I dunno, nothing wrong with having a nice set of bullet proof everyday wheels and a souped up set of race wheels. Trying to get it all in one set of wheels takes away from your race day advantage.


----------



## wetpaint (Oct 12, 2008)

The only downside I've found to running carbon wheels full time is that they're not that great at stopping in the rain. But they brake better in dry than my aluminum wheels, they're very durable, stiff, and have that cool carbon whoosh sound. I see no reason to run anything other than carbon wheels full time except in the spring when the roads are covered in salt


----------



## homebrew (Oct 28, 2004)

my road bikes have just seen carbon rims for several years now. I however do not feel that carbon clinchers are a good idea yet. At least if your doing very fast descents and othe extreme stuff. Heat issue can lead to the tire over inflating to the point of blowing off. Yes you can also have issues with over heated aluminium but IMO this is magnified with carbon clincher rims. Its all horses for courses so if your just riding in flat areas I see little problem. I however will stick with tubular tires. Yes I train on them (12000 miles + last year) and yes I can change a flat in about the same time as a clincher.
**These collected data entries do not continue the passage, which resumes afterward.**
PR #465, opened 2021-08-06
Add Docker compose file

bennetelli:
TIL: don't use comments as todo list for PRs. They can't be deleted afterwards.


bennetelli:
There is a sql file in src/test/resources already which adds test data and I would like to execute it after the initial flyway migration was successful.
Tried to trick docker with different versions of a healthcheck which returns true, but it doesn't want to accept it.

Does anyone of you have an idea what could work to create a successful healtcheck? @pilhuhn @theute

bennetelli:
I could add a init.sql file in src/test/resources in Quarkus, but I don't like that approach. Having something independent from Quarkus would be better.

helpers/docker-compose.yaml
```diff
@@ -0,0 +1,50 @@
...
+  postgres:
+    image: postgres:12
+    ports:
+      - "5432:5432"
+    environment:
+      - POSTGRES_USER=postgres
+      - POSTGRES_PASSWORD=postgres
+      - POSTGRES_DB=notifications
+      - PGUSER=postgres
+    healthcheck:
```
pilhuhn, line 13: You could just leave the healthcheck out ?

bennetelli: That doesn't work. I am getting "ERROR: for flyway2  Service "flyway" is missing a healthcheck configuration" 
when I remove it. Have to put one healtcheck on a service if I want to depends_on it.

The problem is, that I need "flyway" to be executed before "flyway2" because the first one executes the initial flyway stuff we also execute for every other build. And flyway2 should run after that and insert test data.

theute:
> There is a sql file in src/test/resources already which adds test data and I would like to execute it after the initial flyway migration was successful.
> Tried to trick docker with different versions of a healthcheck which returns true, but it doesn't want to accept it.
> 
> Does anyone of you have an idea what could work to create a successful healtcheck? @pilhuhn @theute

I never really played with docker-compose, I tried a few things but ultimately since v3 it seems that conditions to depend_on aren't really supported anymore:
https://docs.docker.com/compose/startup-order/

Apparently there used to be a convenient `service_completed_successfully` condition...

Problem could be that flyway is doing its thing then exit, so it's never "ready", the container is dead before it can be checked for readyness

bennetelli:
> > There is a sql file in src/test/resources already which adds test data and I would like to execute it after the initial flyway migration was successful.
> > Tried to trick docker with different versions of a healthcheck which returns true, but it doesn't want to accept it.
> > Does anyone of you have an idea what could work to create a successful healtcheck? @pilhuhn @theute
> 
> I never really played with docker-compose, I tried a few things but ultimately since v3 it seems that conditions to depend_on aren't really supported anymore:
> https://docs.docker.com/compose/startup-order/
> 
> Apparently there used to be a convenient `service_completed_successfully` condition...
> 
> Problem could be that flyway is doing its thing then exit, so it's never "ready", the container is dead before it can be checked for readyness

That's my experience as well. That's why I tried to add a bash script which sleeps for some time and exists with successful status then, but this didn't work.

I will leave it as it is right now. It's a bit sad. but I will give it a try later. Even without automated test data, this state is better than the state before.

bennetelli:
If it's okay for you, I would like to merge this PR.

gwenneg:
FYI, Quarkus 1.13 can automatically start a Postgres instance in `dev` and `test` mode, see [this](https://quarkus.io/blog/quarkus-1-13-0-final-released/#zero-config-setup-with-devservices) and [that](https://quarkus.io/guides/datasource#dev-services-configuration-free-databases). Same goes from Kafka and Zookeeper but this is only available starting Quarkus 2.0, see [this](https://quarkus.io/guides/kafka-dev-services).

bennetelli:
@gwenneg thanks for the hint. I will take a look at it :) ps: you should not be here :P

PR #466, opened 2021-08-06
NOTIF-190 Fix exception in cronjob

bennetelli:


aggregator/src/main/java/com/redhat/cloud/notifications/db/EmailAggregationResources.java
```diff
@@ -24,7 +25,7 @@
                 .getResultList();
     }
 
-    public List<EmailAggregation> getEmailAggregation(EmailAggregationKey key, LocalDateTime start, LocalDateTime end) {
+    List<EmailAggregation> getEmailAggregation(EmailAggregationKey key, LocalDateTime start, LocalDateTime end) {
```
bennetelli, line 28: This method is only used in an Integration Test. We should refactor it in a future PR.

aggregator/src/main/resources/application.properties
```diff
@@ -8,7 +8,7 @@ quarkus.http.port=8086
 quarkus.datasource.db-kind=postgresql
 quarkus.datasource.username=postgres
 quarkus.datasource.password=postgres
-quarkus.datasource.jdbc.url=jdbc:postgresql://127.0.0.1:5432/notifications_backend
+quarkus.datasource.jdbc.url=jdbc:postgresql://127.0.0.1:5432/notifications
```
theute, line 11: Shouldn't this remain as before ?

pilhuhn: It should match https://github.com/RedHatInsights/notifications-backend/blob/master/backend/src/main/resources/application.properties#L44 in my understanding, so I think that change is good.

bennetelli: I would say it should be the same as in backend, but with non-reactive: 
quarkus.datasource.reactive.url=postgresql://127.0.0.1:5432/notifications

theute: Yes, sorry, it just needs to match.
I got confused with the name [we use in OpenShift environments](https://github.com/RedHatInsights/e2e-deploy/blob/master/templates/notifications/notifications-aggregator.yml#L69)
But as long as they match in their respective environments, we're good

PR #468, opened 2021-08-09
NOTIF-190 add log for kafka messages

bennetelli:


backend/src/main/java/com/redhat/cloud/notifications/processors/email/EmailSubscriptionTypeProcessor.java
```diff
@@ -132,6 +132,7 @@
         AggregationCommand aggregationCommand;
         try {
             aggregationCommand = objectMapper.readValue(aggregationCommandJson, AggregationCommand.class);
+            log.info("Receiving payload from kafka topic: " + aggregationCommand);
```
josejulio, line 135: We are going to possibly get a lot of commands in here (is one event per account/app), maybe this should be a debug log that we can turn on/off?

bennetelli: I removed the log message.

We should discuss which logger we are using when Gwenneg is back. The one I used here doesn't have debug, but warning. In other services we are using either the JUL oder JBoss Logging. I think it's good to decide which to take and use this in every service.

josejulio (approved):

backend/src/main/java/com/redhat/cloud/notifications/processors/email/EmailSubscriptionTypeProcessor.java
gwenneg: I'm in favor of `org.jboss.logging.Logger` because it is much more flexible than JUL. That's also the logger [used internally in Quarkus](https://quarkus.io/guides/logging#supported-logging-apis).

You can log at `FINE` level with JUL which is then transformed to `DEBUG` by Quarkus, see [this](https://quarkus.io/guides/logging#logging-levels) for more information about logging levels.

Not trying to convince anyone, just saying it's doable

cheers


----------



## natethomas2000 (Aug 2, 2009)

These are one of the wheelsets I'm considering for my next bike. 41mm deep semi-aero clinchers. Decent price, but a little heavy at 1680 grams.

https://www.bikesoul.com/s4.html


----------



## Keeping up with Junior (Feb 27, 2003)

*Racey*



MJCBH said:


> FWIW - I would love to find a set of wheels that I could train and race with that would be a good mix between lightweight for climbing and semi-aero for road races. I'm a lightweight rider and does a lot of climbing.


Well most racers I know have multiple sets of wheels for training or different types of races and race conditions so you may want to rethink the one size fits all approach and the compromises that come with it.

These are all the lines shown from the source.